Although Kong et al. (1995) and Adoyo et al. (1997) have recently detected Sp17 in mouse and baboon testis, its presence in human primate testis and ejaculated spermatozoa has not yet been investigated. The present study was driven by the increased number of investigations on Sp17 as a key target for human immunotherapy (Chiriva–Internati et al. 2001; Lim et al. 2001; Grizzi et al. 2002). Although Sp17 was originally described as a protein involved in the rabbit fertilization process, the immunolocalization ascertained in our study indicates a heterogeneous distribution of HSp17 in human testis and a regional localization in a subpopulation of ejaculated spermatozoa. These findings suggest that HSp17 may be associated with the differentiation processes of germinal cells from spermatocytes to completely mature spermatozoa. This hypothesis is suggested by the fact that the very small number of seminiferous tubules immunonegative for HSp17 seemed visually characterized only by the presence of spermatogonia and Sertoli cells (Figure 2B). During spermiogenesis, the most important changes involve the formation of the flagellum, the condensation of the nucleus, the formation of the acrosome, and the elimination of excess cytoplasm. Because Sp17 has been suggested to be a fundamental factor in the molecular aspects of sperm-to-ovum binding (O'Rand et al. 1988) and the tail in the penetration of the zona pellucida (Primakoff and Myles 2002), the presence of this protein throughout the principal piece of the flagellum indicates a synergy of these two components in the fertilization process. However, because some healthy human ejaculated spermatozoa do not label HSp17, further studies will be necessary to clarify the functional significance of the two different populations and why one does not label HSp17.
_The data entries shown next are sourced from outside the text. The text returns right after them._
PR #1235, opened 2017-10-12
Docker Images

robertohuertasm:
Just improved the docker images:

- reduced file size by using `node:alpine`.
- fixed issue with `vscode.d.ts` error when using some linux docker images.
- added a docker image in order to get the latest artifact from the published version, not the local. This may be useful for cases like [vscode-icons for Github](https://github.com/dderevjanik/github-vscode-icons) extension where the author requires the latest `icons.json` file.

//cc @dderevjanik

### DIFF
--- a/docker/development/README.md
+++ b/docker/development/README.md
@@ -1,0 +1,34 @@
+# development
+
+If you want to **build** the project you can do this:
+
+```sh
+# First, build the image if not already build.
+# This should be a one time command.
+docker build -t dev docker/development
+
+# Then run it.
+# Note that we're using a volume to have access to the artifact in our host.
+# Here we're using a Docker for Windows mapping. If you're using other OS then take a look at https://docs.docker.com/engine/admin/volumes/volumes/.
+# Once the container is done it will automatically be removed and the artifact will be in your mapped folder.
+docker run --rm -it -v d:/GIT/github/robertohuertasm/vscode-icons:/app dev
+
+# Finally, if you want to clean the stale volumes you can run this.
+docker volume rm $(docker volume ls -qf dangling=true)
+```
+
+If you want to use `Docker` in order to **develop** you can do this:
+
+```sh
+# First, build the image if not already build.
+# This should be a one time command.
+docker build -t dev docker/development
+
+# Then run it.
+# Note that we're using a volume to have access to the artifact in our host.
+# Here we're using a Docker for Windows mapping. If you're using other OS then take a look at https://docs.docker.com/engine/admin/volumes/volumes/.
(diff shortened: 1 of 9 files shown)


JimiC:
I don't know much about `docker` (I know that this might come as a surprise to you) so I guess my approval is just typical.

dderevjanik:
Hi,
thank you very much for providing `remote-builder`. This will be super-helpful for `vscode-icons for github`, no more manual downloading and building `vscode-icons` :+1:

docker/development/README.md
```diff
@@ -0,0 +1,34 @@
...
+
+```sh
+# First, build the image if not already build.
+# This should be a one time command.
+docker build -t dev docker/development
+
+# Then run it.
+# Note that we're using a volume to have access to the artifact in our host.
+# Here we're using a Docker for Windows mapping. If you're using other OS then take a look at https://docs.docker.com/engine/admin/volumes/volumes/.
+docker run -it -v d:/GIT/github/robertohuertasm/vscode-icons:/app dev sh
```
JimiC: Shouldn't this be `d:/GIT/github/vscode-icons/vscode-icons:/app` ?

docker/development/README.md
```diff
@@ -0,0 +1,34 @@
...
+```sh
+# First, build the image if not already build.
+# This should be a one time command.
+docker build -t dev docker/development
+
+# Then run it.
+# Note that we're using a volume to have access to the artifact in our host.
+# Here we're using a Docker for Windows mapping. If you're using other OS then take a look at https://docs.docker.com/engine/admin/volumes/volumes/.
+# Once the container is done it will automatically be removed and the artifact will be in your mapped folder.
+docker run --rm -it -v d:/GIT/github/robertohuertasm/vscode-icons:/app dev
```
JimiC: Shouldn't this be d:/GIT/github/vscode-icons/vscode-icons:/app ?

docker/remote-builder/README.md
```diff
@@ -0,0 +1,26 @@
...
+```sh
+# First, build the image if not already build.
+# This should be a one time command.
+docker build -t vsi docker/remote-builder
+
+# Then run it.
+# Note that we're using a volume to have access to the artifact in our host.
+# Here we're using a Docker for Windows mapping. If you're using other OS then take a look at https://docs.docker.com/engine/admin/volumes/volumes/.
+# Once the container is done it will automatically be removed and the artifact will be in your mapped folder.
+docker run --rm -it -v c:/Users/Roberto/Desktop/s/shared:/app-out vsi
```
JimiC: How about replacing `Roberto` with a placeholder?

Kong et al. (1995) have shown that Sp17 mRNA is not present in any of the examined mouse somatic tissues (heart, brain, spleen, lung, liver, skeletal muscle, and kidney) but is specific to the testis. However, emerging evidence indicates that in humans it may be more widely expressed than previously thought, and that its expression is highest in the testis (Lim et al. 2001; Chiriva–Internati et al. 2001). This is in accord with our findings that some interstitial cells seemed to be immunopositive for HSp17.

Lacy and Sanderson (2001) have demonstrated an aberrant expression of normal testicular proteins, such as HSp17, on the surface of malignant lymphoid cells (including B- and T-lymphoid cell lines), and on the surface of primary cells isolated from B-lymphoid neoplasm. HSp17 and other testicular proteins have recently been collectively classified as a new family of tumor antigens called cancer-testis (CT) antigens (Lim et al. 2001). Wen et al. (2001) have reported that HSp17 plays a role in cell–cell adhesion and/or cell migration in transformed, lymphocytic, and hematopoietic cells, possibly as a result of its interaction with extracellular heparan sulfate. The widely aberrant expression of HSp17 in cancer tissues and its restricted expression in normal tissues suggest that HSp17 may be a key target for immunotherapy without damaging the spermatogonia, which are the first cells involved in the spermatogenic process.

In conclusion, previous investigation in baboons (Adoyo et al. 1997) and these exciting new findings in human primates with their intriguing clinical perspectives suggest further electronic microscopy- and biochemistry-based experimental studies. Moreover, it is necessary to elucidate the possible roles played by the highly conserved HSp17 (Frayne and Hall 2002), in an attempt to determine why HSp17 is not present in some human ejaculated spermatozoa.